Speaking & Collaboration
I speak to and with career services professionals, higher education administrators, faculty, and researchers on topics at the intersection of career development, institutional strategy, and postsecondary value.
Topics Include:
Career ecosystems: moving from office to institution-wide infrastructure
Postsecondary value and career outcomes communication for multiple stakeholders
First Destination Survey: from data collection to institutional storytelling
Internationalizing career services: frameworks and lessons from comparative research
Experiential learning as career ecosystem infrastructure
Career services in the age of AI: opportunity, responsibility, and reinvention
I welcome invitations to speak, collaborate on research, or consult with institutions navigating strategic transitions in career services.
Research & Policy Work
I approach career services as a scholar-practitioner — grounded in research, tested in practice.
Current Research
Data Practices in Career Centers Across the Midwest — an active study examining how career centers collect, analyze, and use data to inform their work and communicate impact to institutional stakeholders.

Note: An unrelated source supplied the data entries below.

PR #125, opened 2017-04-27
Require bare manifest urls and redirect manifest.json requests to the…

cbeer:
… bare urls

Fixes https://github.com/sul-dlss/purl/pull/122


ndushay:
👍 to merge.   Does similar code need to be added to v3 manifests?  (as a sep issue)?

cbeer:
Sure, I'll do that now.

cbeer:
Not pedantic at all; it should have tests.

PR #143, opened 2017-06-23
plumbing for v3uv manifest creation

### LINKED ISSUE #138: add plumbing for IIIF v3.0 controller / routes etc.
WIP branch:  iiifv3-plumbing

part of #133

ndushay:
Resolves #138

### DIFF
--- a/.rubocop.yml
+++ b/.rubocop.yml
@@ -22,7 +22,7 @@ Metrics/AbcSize:
   Max: 22
 
 Metrics/ClassLength:
-  Max: 200
+  Max: 205
 
 Metrics/MethodLength:
   Max: 20
--- a/app/controllers/iiif_v3_controller.rb
+++ b/app/controllers/iiif_v3_controller.rb
@@ -1,0 +1,55 @@
+class IiifV3Controller < ApplicationController
+  before_action :load_purl
+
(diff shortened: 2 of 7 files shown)


.rubocop.yml
```diff
@@ -22,7 +22,7 @@ Metrics/AbcSize:
   Max: 22
 
 Metrics/ClassLength:
-  Max: 200
+  Max: 205
```
ndushay: new methods added to `app/models/purl_resource.rb` made it 5 too long.

app/controllers/iiif_v3_controller.rb
```diff
@@ -0,0 +1,55 @@
+class IiifV3Controller < ApplicationController
```
ndushay: lots of duplicate code here, but I'm thinking it will be better to have the two controllers be separate (?)

app/models/iiif3_presentation_manifest.rb
```diff
@@ -0,0 +1,98 @@
+require 'iiif/presentation'
+
+class Iiif3PresentationManifest < IiifPresentationManifest
```
ndushay: here there is so much duplicated code, I went with inheritance.  As we fully implement v3 manifests, we may want to revisit this.

Issue #133, opened 2017-06-01
Expose v3 presentation manifests as application routes


cbeer:
- [x] rails plumbing (see #138)
- [x] actually serve v3 presentation manifests for
  - [x] pdf
  - [x] 3d object

ndushay:
@cbeer   is this accomplished now?  Would we make separate tickets remaining stuff on here if we want to do it?

PR #149, opened 2017-06-28
Update to produce IIIF v3-like manifests

### LINKED ISSUE #147: implement iiif3 manifests for pdf objects
related to #132

We have iiif v3 presentation fixture objects for pdfs  from Ben.  (in `spec/fixtures`).

- [ ] We need the purl code to create v3 manifests that include pdfs.

This relies on sul-dlss/osullivan#1 and sul-dlss/osullivan#4.

- [ ] allow `id` and `@id` to work OR allow us to inject the iiif v2 service in osullivan

cbeer:
closes #147

Fixes https://github.com/sul-dlss/purl/issues/133.

### DIFF
--- a/.rubocop.yml
+++ b/.rubocop.yml
@@ -22,7 +22,10 @@ Metrics/AbcSize:
   Max: 22
 
 Metrics/ClassLength:
-  Max: 205
+  Exclude:
+    - app/models/purl_resource.rb
+    - app/models/iiif_presentation_manifest.rb
+    - app/models/iiif3_presentation_manifest.rb
 
 Metrics/MethodLength:
   Max: 20
--- a/Gemfile
+++ b/Gemfile
@@ -45,7 +45,7 @@ gem 'addressable'
 gem 'tophat'
 gem 'rails-file-icons'
 gem 'sul_styles', '~> 0.3'
-gem 'iiif-presentation'
+gem 'iiif-presentation', github: 'sul-dlss/osullivan', branch: 'uv-v3'
 gem 'dalli'
 
 group :production do
--- a/Gemfile
+++ b/Gemfile
@@ -45,7 +45,9 @@ gem 'addressable'
 gem 'tophat'
 gem 'rails-file-icons'
 gem 'sul_styles', '~> 0.3'
-gem 'iiif-presentation', github: 'sul-dlss/osullivan', branch: 'uv-v3'
+
+# sul-dlss/osullivan#development has early support for generating IIIF v3 manifests
+gem 'iiif-presentation', github: 'sul-dlss/osullivan', branch: 'development'
 gem 'dalli'
 
 group :production do
--- a/Gemfile
+++ b/Gemfile
@@ -1,5 +1,10 @@
 source 'https://rubygems.org'
 
+git_source(:github) do |repo_name|
+  repo_name = "#{repo_name}/#{repo_name}" unless repo_name.include?("/")
+  "https://github.com/#{repo_name}.git"
+end
+
 # Bundle edge Rails instead: gem 'rails', github: 'rails/rails'
 gem 'rails', '~> 5.0.1'
 # Use sqlite3 as the database (during local development)
--- a/app/models/iiif3_presentation_manifest.rb
+++ b/app/models/iiif3_presentation_manifest.rb
@@ -2,14 +2,15 @@ require 'iiif/presentation'
 require 'iiif/v3/presentation'
 
 class Iiif3PresentationManifest < IiifPresentationManifest
-  # Bypass this method if there are no image resources in contentMetadata
+  delegate :resources, to: :content_metadata
+
   # rubocop:disable Metrics/AbcSize, Metrics/MethodLength
   def body(controller = nil)
     controller ||= Rails.application.routes.url_helpers
     purl_base_uri = controller.purl_url(druid)
 
     manifest_data = {
-      'id' => controller.iiif3_manifest_url(druid), # DIFF from v2
+      'id' => controller.iiif3_manifest_url(druid),
       'label' => title,
       'attribution' => copyright || 'Provided by the Stanford University Libraries',
       'logo' => {
@@ -19,11 +20,7 @@ class Iiif3PresentationManifest < IiifPresentationManifest
       'seeAlso' => {
         'id' => controller.purl_url(druid, format: 'mods'),
         'format' => 'application/mods+xml'
-      },
-      '@context' => [
-        'http://www.w3.org/ns/anno.jsonld',
-        'http://iiif.io/api/presentation/3/context.json'
-      ]
+      }
     }
 
     manifest = IIIF::V3::Presentation::Manifest.new manifest_data
@@ -43,10 +40,7 @@ class Iiif3PresentationManifest < IiifPresentationManifest
     manifest.thumbnail = thumbnail_resource
 
     # for each resource image, create a canvas
-    page_images.each do |resource|
-      next unless purl_resource.rights.world_rights_for_file(resource.filename).first ||
-                  purl_resource.rights.stanford_only_rights_for_file(resource.filename).first
-
+    resources.each do |resource|
       sequence.canvases << canvas_for_resource(purl_base_uri, resource)
     end
 
@@ -56,11 +50,13 @@ class Iiif3PresentationManifest < IiifPresentationManifest
 
   def canvas_for_resource(purl_base_uri, resource)
     canv = IIIF::V3::Presentation::Canvas.new
-    canv['id'] = "#{purl_base_uri}/iiif3/canvas/#{resource.id}" # DIFF from v2
+    canv['id'] = "#{purl_base_uri}/iiif3/canvas/#{resource.id}"
     canv.label = resource.label
     canv.label = 'image' unless canv.label.present?
-    canv.height = resource.height
-    canv.width = resource.width
+    if image?(resource)
+      canv.height = resource.height
+      canv.width = resource.width
+    end
 
     anno_page = IIIF::V3::Presentation::AnnotationPage.new
     anno_page['id'] = "#{purl_base_uri}/iiif3/annotation_page/#{resource.id}"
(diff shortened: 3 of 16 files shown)


ndushay:
The three concerns mentioned above (as checkboxes) are reflected in sul-dlss/osullivan#8

Gemfile
```diff
@@ -40,7 +40,7 @@ gem 'addressable'
 gem 'tophat'
 gem 'rails-file-icons'
 gem 'sul_styles', '~> 0.3'
-gem 'iiif-presentation'
+gem 'iiif-presentation', github: 'sul-dlss/osullivan', branch: 'uv-v3'
```
ndushay: Please add a comment explaining why we're not using a released gem.

actually, should we wait for the merge to develop and use the develop branch?  (The current correct branch is `uv-v3-new` in any case, due to rebasing woes)

app/models/iiif3_presentation_manifest.rb
```diff
@@ -8,20 +9,24 @@ def body(controller = nil)
     purl_base_uri = controller.purl_url(druid)
 
     manifest_data = {
-      '@id'   => controller.iiif3_manifest_url(druid), # DIFF from v2
+      'id' => controller.iiif3_manifest_url(druid), # DIFF from v2
```
ndushay: I wonder if we want to get rid of all the `# DIFF from v2` comments, or add them to all the important lines.  The way it is now is misleading, IMO.

app/models/iiif3_presentation_manifest.rb
```diff
@@ -50,27 +55,33 @@ def body(controller = nil)
...
 
-    anno = IIIF::Presentation::Annotation.new
-    anno['@id'] = "#{purl_base_uri}/iiif3/annotation/#{resource.id}" # DIFF from v2
+    anno = IIIF::V3::Presentation::Annotation.new
+    anno['id'] = "#{purl_base_uri}/iiif3/annotation/#{resource.id}" # DIFF from v2
 
-    img_res = IIIF::Presentation::ImageResource.new
-    img_res['@id'] = "#{url}/full/full/0/default.jpg"
+    img_res = IIIF::V3::Presentation::ImageResource.new
+    img_res['type'] = 'Image'
```
ndushay: does this line assigning `type` go away once we implement sul-dlss/osullivan#5 ?  if so, I would indicate that in a comment.

app/models/iiif3_presentation_manifest.rb
```diff
@@ -1,4 +1,5 @@
 require 'iiif/presentation'
+require 'iiif/v3/presentation'
```
ndushay: I'm starting to believe we might indicate with a comment that we are using inheritance but if this class grows to override a large percentage of the v2 class, then we should reconsider.

Gemfile
```diff
@@ -40,7 +45,7 @@ gem 'addressable'
 gem 'tophat'
 gem 'rails-file-icons'
 gem 'sul_styles', '~> 0.3'
-gem 'iiif-presentation'
+gem 'iiif-presentation', github: 'sul-dlss/osullivan', branch: 'development'
```
ndushay: I would still like a comment indicating why we aren't using a released gem ...

app/models/iiif3_presentation_manifest.rb
ndushay: I take it back:  here.  Indicate with a comment that we are using inheritance but if this class grows to override a large percentage of the v2 class, then we should reconsider.

app/models/purl_resource.rb
```diff
@@ -101,10 +101,6 @@ def iiif3_manifest
     @iiif3_manifest ||= Iiif3PresentationManifest.new(self)
   end
 
-  def iiif3_manifest?
-    iiif3_manifest.needed?
-  end
-
```
ndushay: does this mean we can reduce max class size in rubocop from 205 to 201?

spec/features/iiif3_manifest_spec.rb
```diff
@@ -84,14 +84,6 @@
...
   end
 
-  it 'suppresses sequences for dark resources' do
-    visit '/bc421tk1152/iiif3/manifest'
-    json = JSON.parse(page.body)
-
-    expect(json['sequences'].length).to eq 1
-    expect(json['sequences'].first['canvases']).to be_blank
-  end
-
```
ndushay: did this functionality change?  Do we no longer suppress sequences for dark resources?  (I barely know what that means)

do we have a test indicating the new behavior?

spec/integration/purl_spec.rb
```diff
@@ -49,10 +49,6 @@
         expect(json_body['label']).to eq('John Wyclif and his followers, Tracts in Middle English')
         expect(json_body['metadata'].length).to eq 16
       end
-      it 'renders nil for a non-manifest' do
-        visit "/#{@file_object}/iiif3/manifest"
-        expect(page.status_code).to eq(404)
-      end
```
ndushay: has this changed?  why?  do we have a test indicating the new behavior?

spec/integration/purl_spec.rb
```diff
@@ -189,15 +185,5 @@
...
-    it '/status/all has response code 200' do
-      visit '/status/all'
-      expect(page.status_code).to eq 200
-      expect(page).to have_text('HTTP check successful')
-    end
-    it '/status/feedback_mailer responds' do
-      visit '/status/feedback_mailer'
-      expect(page.status_code).to eq 200
-      expect(page).to have_text('FeedbackMailer')
-    end
```
ndushay: why are we removing these checks?

spec/features/iiif3_manifest_spec.rb
```diff
@@ -165,28 +159,55 @@
...
+      expect(canvas['content'].first['items'].length).to eq 1
+      expect(canvas['height']).not_to be_present
+      expect(canvas['width']).not_to be_present
+
+      pdf = canvas['content'].first['items'].first
+      expect(pdf['body']['id']).to eq 'https://stacks.stanford.edu/file/bb132pr2055/Puente-Thesis-Submission-augmented.pdf'
+      expect(pdf['body']['format']).to eq 'application/pdf'
+      expect(pdf['body']['type']).to eq 'Document'
+    end
+  end
```
ndushay: if we're saying "3d objects come for free", should we have a 3D object spec here, just to prove it?  I'm not sure inebriated coder will know that pdf object = 3d object in iiif manifest land.

spec/integration/purl_spec.rb
cbeer: We ran into these  after disabling caching for the test environment caused the `/all` test to fail. They seem like it's testing behavior from upstream in okcomputer, no? I left the one that proves we've wired it in correctly.

spec/integration/purl_spec.rb
cbeer: That has changed. With IIIF v3, we're generating IIIF manifests for all types of objects. The PDF test we added demonstrates that.

spec/features/iiif3_manifest_spec.rb
cbeer: Once we have an appropriate 3D object, we could do that. Right now, none of our "3d" objects have a 3js-flavored file.

spec/features/iiif3_manifest_spec.rb
cbeer: Yes (and no one really seems to really know what that means.. it's not like it was suppressing the files from the public xml).

I'm not sure it's necessary to test that we don't do something, is it?

app/models/purl_resource.rb
cbeer: Sure; instead of continuing to bump that size up and down, I'm just going to exclude this file (and our IIIF generators) so we can just adopt the rubocop's default size instead.

app/models/iiif3_presentation_manifest.rb
cbeer: We're already overriding 75% of the lines of code from `IiifPresentationManifest`. Maybe that time is now (or after merging this and getting a 👍 that we're even doing IIIF v3 right)?

ndushay: I'm fine with it becoming a separate ticket to do.  I just didn't want my rationale and its evaluation to be left standing if and when it doesn't make sense.

spec/features/iiif3_manifest_spec.rb
ndushay: only need to test it if we're trying to document current behavior.  Sounds like this is NOT one of those cases, so fine with me.

spec/features/iiif3_manifest_spec.rb
ndushay: 1.  don't we have one 3js file for one object?  Is that not accessioned as part of the object yet?
2.  perhaps make a ticket about adding such a test if we have no ability to write such a test now?  (I would argue that perhaps the test could be written now, as it is checking the manifest, not the data?)

spec/integration/purl_spec.rb
ndushay: I'm only looking at the snippet ... are we leaving this test for v2 iiif and only removing it for v3 ?

.rubocop.yml
```diff
@@ -22,7 +22,10 @@ Metrics/AbcSize:
   Max: 22
 
 Metrics/ClassLength:
-  Max: 205
+  Exclude:
+    - app/models/purl_resource.rb
+    - app/models/iiif_presentation_manifest.rb
+    - app/models/iiif3_presentation_manifest.rb
```
ndushay: 👍 for switching to exclude for class length in rubocop

Gemfile
```diff
@@ -40,7 +45,9 @@ gem 'addressable'
 gem 'tophat'
 gem 'rails-file-icons'
 gem 'sul_styles', '~> 0.3'
-gem 'iiif-presentation'
+
+# sul-dlss/ossullivan#development has early support for generating IIIF v3 manifests
```
ndushay: thank you for comment in Gemfile.  It's not worth twiddling if this PR is otherwise ready, but `osssssssullivan`  (there's one extra s)

app/models/iiif3_presentation_manifest.rb
cbeer: 👌 https://github.com/sul-dlss/purl/issues/151.

ndushay: I think I did +1 on making an issue for refactoring `iiif3_presentation_manifest` on my earlier review.  (and it was my bad for not putting in such a comment when I set up this class about 5 PRs ago)

spec/integration/purl_spec.rb
cbeer: Yes. We're not changing v2 manifest creation at all.

cbeer:
I've made the issue for refactoring and left it on your last comment about that. https://github.com/sul-dlss/purl/issues/151

Gemfile
cbeer: When this is ready to go, I'll rebase and squash e64f6f7 into the right place.

spec/features/iiif3_manifest_spec.rb
jmartin-sul: i'd vote for option 2, if that's ok.  the distinction (in my limited understanding) is image vs not image, so it seems like PDF should be a fine example for not image.   but i like comprehensive tests, so maybe once we have a 3js example, we can more easily add a 3js test, without going out of our way to create an example object now.  i'm assuming 3js is one of the object types @LynnMcRae and @blalbrit are working up in the set of examples they're creating?

cbeer: Ticket filed: https://github.com/sul-dlss/purl/issues/152

PR #153, opened 2017-06-29
Pretty-print our JSON output

cbeer:


cbeer:
I'm tired of having to pretty-print our responses manually, and this'll make it easier to share with the IIIF community.

PR #156, opened 2017-06-30
Expose IIIF v3 annotation pages as routes; fixes #154

### LINKED ISSUE #154: Expose AnnotationPage response as its own route
From the spec:

> An AnnotationPage must have exactly one id, and it must be the http(s) URI at which it is published.

http://prezi3.iiif.io/api/presentation/3.0/#technical-properties

cbeer:


cbeer:
I think it's already covered. That line just moved from `canvas_for_resource` to `annotation_for_resource`.

Issue #1047, opened 2024-06-24
Abstract url not wrapping when screen resized


saseestone:
Reported via PURL feedback: https://jirasul.stanford.edu/jira/browse/PURL-1354 

Name: Hannah Frost
Email: hfrost@stanford.edu
Comment:
A link in the abstract on this page does not wrap; instead it extends into the right column, running over the text displayed there. I got a screenshot showing it.

Message sent from: https://purl.stanford.edu/vg497cb6002 
Host:
IP: 64.110.49.210
User agent: Mozilla/5.0 (Macintosh; Intel Mac OS X 10_15_7) AppleWebKit/537.36 (KHTML, like Gecko) Chrome/125.0.0.0 Safari/537.36
Viewport: width: 1197 height: 649

Here's a screen grab: 
![image](https://github.com/sul-dlss/purl/assets/14897546/3185fcba-32b8-4739-a24f-6ba7c5cbcca0)

PR #1661, opened 2025-10-01
auto_link abstract text

dnoneill:
The screenshot in https://github.com/sul-dlss/purl/issues/1047 shows that the links in abstract were hyperlinks. We aren't currently doing this.

Before:
Screenshot 2025-10-01 at 5 56 14 PM

After:

Screenshot 2025-10-02 at 10 47 39 AM


jcoyne:
@dnoneill should we be using `su-underline` here since this is a link within text?

dnoneill:
@jcoyne I am not quite sure. I am always unclear on what the parameters for using su-underline vs the default.

dnoneill:
Updated

PR #1667, opened 2025-10-03
Display related link as a block element

### LINKED ISSUE #1666: URL-only related items appearing on one line
See this item: https://purl.stanford.edu/dw947kz5195

Image

The three URLs should be on separate lines.

jcoyne:
So they don't all run together.

Fixes #1666
Before
Screenshot 2025-10-03 at 12 47 38 PM

After
Screenshot 2025-10-03 at 12 47 12 PM


jcoyne:
Yes, that's the standard amount of padding below a block element.

PR #1748, opened 2026-04-20
Use lists to render tables of contents

thatbudakguy:
This improves the visual presentation for items with tables of
contents, since we can often split them up based on delimiters.


thatbudakguy:
Example from xx402cm3448:

Screenshot 2026-04-20 at 09 11 31

jcoyne (approved):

Supported by the John Steele Grant, Midwest Association of Colleges and Employers (MACE).
Publications
30+ Publications — research articles, practitioner articles, policy reports, popular media articles (and interviews). My work is centered around career services, transnationalism, and international higher education. Publication count is currently at 115. Google Scholar and Research Gate include all publications.
National Policy Research
Research informing policy about career services for international students — I was lead project manager on a groundbreaking economic impact study in collaboration with the Institute for Economic Research in Germany. In addition, I authored a study about International Student Labor Market Integration.